[Collected data]
= = = =
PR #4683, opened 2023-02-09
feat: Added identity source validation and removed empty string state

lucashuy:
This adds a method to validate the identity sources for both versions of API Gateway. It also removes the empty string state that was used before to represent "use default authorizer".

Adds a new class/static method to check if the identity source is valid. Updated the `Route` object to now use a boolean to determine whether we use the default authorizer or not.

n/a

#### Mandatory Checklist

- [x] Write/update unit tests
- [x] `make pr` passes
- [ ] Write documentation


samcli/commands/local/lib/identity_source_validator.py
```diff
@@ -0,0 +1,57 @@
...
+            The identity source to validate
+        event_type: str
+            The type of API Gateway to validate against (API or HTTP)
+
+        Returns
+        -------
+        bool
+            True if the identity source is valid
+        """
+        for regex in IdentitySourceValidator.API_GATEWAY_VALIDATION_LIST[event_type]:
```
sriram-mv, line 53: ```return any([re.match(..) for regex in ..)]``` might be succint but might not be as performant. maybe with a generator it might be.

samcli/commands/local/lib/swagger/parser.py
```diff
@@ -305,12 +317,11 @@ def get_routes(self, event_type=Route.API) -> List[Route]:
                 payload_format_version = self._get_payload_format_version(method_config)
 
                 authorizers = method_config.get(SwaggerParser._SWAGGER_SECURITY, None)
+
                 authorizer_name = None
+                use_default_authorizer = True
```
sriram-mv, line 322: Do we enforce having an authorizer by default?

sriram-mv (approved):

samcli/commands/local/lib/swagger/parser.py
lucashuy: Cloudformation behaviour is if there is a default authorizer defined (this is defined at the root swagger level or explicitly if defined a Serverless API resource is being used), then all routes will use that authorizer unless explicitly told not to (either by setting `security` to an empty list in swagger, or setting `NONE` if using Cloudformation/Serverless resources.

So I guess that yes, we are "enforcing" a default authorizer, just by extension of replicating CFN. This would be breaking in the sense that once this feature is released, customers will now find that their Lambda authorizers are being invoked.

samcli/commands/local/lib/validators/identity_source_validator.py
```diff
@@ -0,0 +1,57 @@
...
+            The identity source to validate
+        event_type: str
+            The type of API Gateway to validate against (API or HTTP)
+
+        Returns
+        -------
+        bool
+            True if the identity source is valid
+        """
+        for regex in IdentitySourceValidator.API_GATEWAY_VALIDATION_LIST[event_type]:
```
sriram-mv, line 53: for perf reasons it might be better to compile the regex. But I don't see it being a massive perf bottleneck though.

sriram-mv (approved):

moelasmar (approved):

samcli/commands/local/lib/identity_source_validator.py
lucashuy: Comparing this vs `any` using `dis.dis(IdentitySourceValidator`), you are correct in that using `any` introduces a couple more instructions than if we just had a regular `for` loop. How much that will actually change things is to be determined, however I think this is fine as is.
= = = =
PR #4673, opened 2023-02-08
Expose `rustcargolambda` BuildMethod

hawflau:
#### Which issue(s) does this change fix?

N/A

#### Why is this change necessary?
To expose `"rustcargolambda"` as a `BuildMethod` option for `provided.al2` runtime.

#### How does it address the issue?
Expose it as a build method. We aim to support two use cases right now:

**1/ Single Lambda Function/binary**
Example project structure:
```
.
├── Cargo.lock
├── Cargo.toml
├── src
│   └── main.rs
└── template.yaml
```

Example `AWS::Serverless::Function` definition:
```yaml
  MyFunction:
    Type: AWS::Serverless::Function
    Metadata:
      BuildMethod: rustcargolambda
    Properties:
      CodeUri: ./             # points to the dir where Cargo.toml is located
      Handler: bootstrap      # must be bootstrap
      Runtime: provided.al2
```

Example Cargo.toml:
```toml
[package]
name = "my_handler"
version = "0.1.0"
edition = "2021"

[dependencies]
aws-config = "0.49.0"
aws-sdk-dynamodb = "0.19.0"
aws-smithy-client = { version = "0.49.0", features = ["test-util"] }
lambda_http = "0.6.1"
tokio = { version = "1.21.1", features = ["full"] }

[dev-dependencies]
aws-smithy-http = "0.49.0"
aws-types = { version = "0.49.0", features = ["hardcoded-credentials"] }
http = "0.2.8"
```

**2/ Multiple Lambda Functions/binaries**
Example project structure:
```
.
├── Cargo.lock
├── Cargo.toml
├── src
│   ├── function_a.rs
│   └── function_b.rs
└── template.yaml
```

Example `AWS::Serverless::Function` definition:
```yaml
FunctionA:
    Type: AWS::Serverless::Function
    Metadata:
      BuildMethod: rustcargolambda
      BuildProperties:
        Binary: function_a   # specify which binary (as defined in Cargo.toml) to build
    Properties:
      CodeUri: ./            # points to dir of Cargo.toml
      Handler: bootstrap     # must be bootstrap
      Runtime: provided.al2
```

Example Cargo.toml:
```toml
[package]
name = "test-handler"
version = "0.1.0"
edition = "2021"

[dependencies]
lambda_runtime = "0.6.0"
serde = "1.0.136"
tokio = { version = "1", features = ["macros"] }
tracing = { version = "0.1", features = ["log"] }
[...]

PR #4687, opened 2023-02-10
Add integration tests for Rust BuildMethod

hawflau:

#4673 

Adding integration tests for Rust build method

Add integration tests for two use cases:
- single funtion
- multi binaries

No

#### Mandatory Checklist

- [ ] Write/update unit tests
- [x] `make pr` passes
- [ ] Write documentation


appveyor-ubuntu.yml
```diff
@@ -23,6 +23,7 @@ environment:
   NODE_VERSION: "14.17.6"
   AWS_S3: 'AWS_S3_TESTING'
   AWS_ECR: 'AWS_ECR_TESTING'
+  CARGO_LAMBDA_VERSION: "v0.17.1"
= = = =
_What is expected_.
Copy word for word the stretch of entries above from the line that has "So I guess that" through the line that has "lucashuy: Comparing this", both ends included, and nothing outside it.

_Output for this task_.
So I guess that yes, we are "enforcing" a default authorizer, just by extension of replicating CFN. This would be breaking in the sense that once this feature is released, customers will now find that their Lambda authorizers are being invoked.

samcli/commands/local/lib/validators/identity_source_validator.py
```diff
@@ -0,0 +1,57 @@
...
+            The identity source to validate
+        event_type: str
+            The type of API Gateway to validate against (API or HTTP)
+
+        Returns
+        -------
+        bool
+            True if the identity source is valid
+        """
+        for regex in IdentitySourceValidator.API_GATEWAY_VALIDATION_LIST[event_type]:
```
sriram-mv, line 53: for perf reasons it might be better to compile the regex. But I don't see it being a massive perf bottleneck though.

sriram-mv (approved):

moelasmar (approved):

samcli/commands/local/lib/identity_source_validator.py
lucashuy: Comparing this vs `any` using `dis.dis(IdentitySourceValidator`), you are correct in that using `any` introduces a couple more instructions than if we just had a regular `for` loop. How much that will actually change things is to be determined, however I think this is fine as is.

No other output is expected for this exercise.